In the records below, pick out all lines containing the word "OpenFileWhenRedirected".

Collected data entries
■ ■ ■ ■ ■ ■ ■
PR #457, opened 2017-02-06
Gcc7 issues

ellert:
Here are two issues I found while extracting the gcc 7 fixes from git.
1) The compilation fails where logical not is used instead if bitwise not in XrdClient.cc
2) In XrdSecProtocolpwd.cc the if statements added to replace the fall though doesn't actually fall through.

### DIFF
--- a/src/XrdClient/XrdClient.cc
+++ b/src/XrdClient/XrdClient.cc
@@ -1372,7 +1372,7 @@ bool XrdClient::OpenFileWhenRedirected(char *newfhandle, bool &wasopen)
 	Info(XrdClientDebug::kHIDEBUG,
 	     "OpenFileWhenRedirected", "Stripping off the 'delete' option." );
 
-	options &= !kXR_delete;
+	options &= ~kXR_delete;
 	options |= kXR_open_updt;
     }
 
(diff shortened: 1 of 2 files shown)


davidlt:
XrdClient will be deprecated. They are not fixing on purpose. They will remove/disable it from default build before cutting 4.6 release.

ellert:
There is other software, such as gfal and parts of root, that use the old client library. So removing it completely would be very disruptive. Disabling it in the default build while having a configuration option to enable it is OK, but removing the code from the sources or on purpose make it un-compilable I think would be a bad idea.
Backward compatible changes like the complete removal of a library usually happens for major releases, not minor.

simonmichal:
Indeed, when we were planning with Andy to remove the old client completely we didn't realized that the old client has some public header files, etc. So yes, Mattias is right.

@ellert you're also right about the fall through, good catch!!! Thanks!

ljanyst:
Just to add my two cents here. We announced the intention to drop the old client some six years ago and officially deprecated it on Jun 5th, 2014. That's a lot of time for people to move on. AFAIR, the parts of ROOT that depend on the old client are redundant, not used for years now and can be disabled. There was the same resistance to dropping the proprietary makefiles and autotools builds. Sometimes you just need to make a cut.

   Lukasz

ljanyst:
■ ■ ■ ■ ■ ■ ■
**THE COMPLETED TASK**.
@@ -1372,7 +1372,7 @@ bool XrdClient::OpenFileWhenRedirected(char *newfhandle, bool &wasopen)
 	     "OpenFileWhenRedirected", "Stripping off the 'delete' option." );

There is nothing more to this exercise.